Speaker
Description
Jets from stellar mass black holes in X-ray binaries (XRBs) and supermassive black holes in blazars provide distinct opportunities to study the jets of black holes across two different mass regimes. They also represent samples with very different selection effects. Historically, the apparent speeds of XRB jets have been observed to be lower than those of blazars, leading to the assumption that this reflects the underlying distributions of Lorentz factors, i.e. stellar mass black holes produce slower jets. In this talk, I will present our detailed modelling of the parent population for large-scale XRB jets, which accounts for the selection effects present in the observed sample.
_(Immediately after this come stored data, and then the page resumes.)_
PR #4701, opened 2024-12-18
[16.0][OU-FIX] github workflows: apply doodba's patch to fix building gevent

MiquelRForgeFlow:
Supersedes https://github.com/OCA/OpenUpgrade/pull/4672.


pedrobaeza (approved):

sbidoul:
Could we apply this to OCB's requirements.txt?

PR #4705, opened 2024-12-25
[16.0][OU-FIX] stock: do not try to compute quantity_done for canceled stock moves

em230418:
Otherwise UserError will be raised [1]

[1] https://github.com/odoo/odoo/blob/0043634d87fdde1fa427eda90e444fe76767bacb/addons/stock/models/stock_move.py#L675-L676

### DIFF
--- a/openupgrade_scripts/scripts/stock/16.0.1.1/post-migration.py
+++ b/openupgrade_scripts/scripts/stock/16.0.1.1/post-migration.py
@@ -49,6 +49,7 @@ def _complete_stock_move_quantity_done_with_orm(env):
         """
         SELECT move_id
         FROM stock_move_line
+        WHERE state != 'cancel'
         GROUP BY move_id
         HAVING COUNT(DISTINCT product_uom_id) > 1
             AND SUM(qty_done) <> 0


pedrobaeza:
Is it possible to have stock.move.line with quantity done when the move is cancelled?

em230418:
> Is it possible to have stock.move.line with quantity done when the move is cancelled?

Yes.

1. Make sure your user is in group "Manage Multiple Stock Locations"
2. Inventory -> Configuration -> Operation Types
3. For example choose "Delivery orders"
4. Add tick on "Show Detailed Operations" checkbox, save
5. Inventory -> Operations -> Transfers
6. Create transfer with "Delivery orders" type, add product that exist in stock. Demand value for example 1. Save
7. "Mark as Todo" button
8. "Set quantities" button
9. "Cancel" button

In "detailed operations" tab you will see red line with value 1 quantity done.

Reproduced here.
http://oca-event-15-0-a74d199cc222.runboat.odoo-community.org/web?debug=1#cids=1&menu_id=108&action=234&model=stock.picking&view_type=form&id=32

In production database on 14.0 I have 2180 canceled stock move lines from 2022 to 2024.

em230418:
Today I checked, that my patch worked so marked as ready for review.,

pedrobaeza (approved):
OK, it doesn't harm either.

PR #4710, opened 2025-01-14
[16.0][FIX] stock: handle improper variable declaration

PicchiSeba:
In the current implementation `view` will always be truthy, even when no view is found

With this PR the intended behavior is restored

### DIFF
--- a/openupgrade_scripts/scripts/stock/16.0.1.1/post-migration.py
+++ b/openupgrade_scripts/scripts/stock/16.0.1.1/post-migration.py
@@ -17,7 +17,7 @@ def _handle_multi_location_visibility(env):
             "stock.stock_location_view_tree2_editable",
             "stock.stock_location_view_form_editable",
         ):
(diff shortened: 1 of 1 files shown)


pedrobaeza (approved):

PicchiSeba:
Hello @pedrobaeza , I can see that the merge button is available to me.

Screenshot From 2025-01-14 11-17-40

I'm reporting this to you because I am not a maintainer, I don't think I should have access to it

pedrobaeza:
I don't get you. It's already merged.

PicchiSeba:
@pedrobaeza 
You merged before I could finish my message lol.

The thing is before you merged this, I could have too. But I'm not a maintainer.
I don't think I should be able to

pedrobaeza:
I don't think so. The dropdown you are showing is not for merging, but for updating your branch if I'm not mistaken.

PicchiSeba:
oh my, sorry for the trouble

PR #4718, opened 2025-01-22
[17.0][OU-IMP] base: avoid pylint relative-import

MiquelRForgeFlow:
Selection_4222


openupgrade_scripts/scripts/gamification/17.0.1.0/pre-migration.py
```diff
@@ -17,7 +17,7 @@ def new_tracking_fields(env):
         ALTER TABLE gamification_karma_tracking
             ADD COLUMN IF NOT EXISTS origin_ref varchar;
         UPDATE gamification_karma_tracking
-        SET origin_ref = 'res.users,' || create_uid;
+        SET origin_ref = 'res.users,' || user_id;
```
pedrobaeza, line 20: This change is unrelated

PR #5693, opened 2026-06-03
[19.0][OU-ADD] base_vat: Nothing to do

eduezerouali-tecnativa:
cc @Tecnativa TT58604
@pedrobaeza


legalsylvain:
/ocabot migration base_vat

<dependency></dependency>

Using nested sampling, we determined that the Lorentz factors of the parent population of XRBs are best described by a power law with a slope of $b = 3.01_{-1.23}^{+0.89}$, the same form of model which has been historically applied to blazar jets. We can reject several other potential Lorentz factor distributions, such as Gaussian and Exponential distributions, using Bayes factors. When comparing our findings to the parent Lorentz distributions of Blazar jets documented in the literature, it is notable that we cannot rule out the possibility that both XRBs and Blazar jets share the same parent population Lorentz factor distribution. In other words, based on kinematics alone, jets from stellar mass black holes are consistent with being just as relativistic as those from supermassive black holes.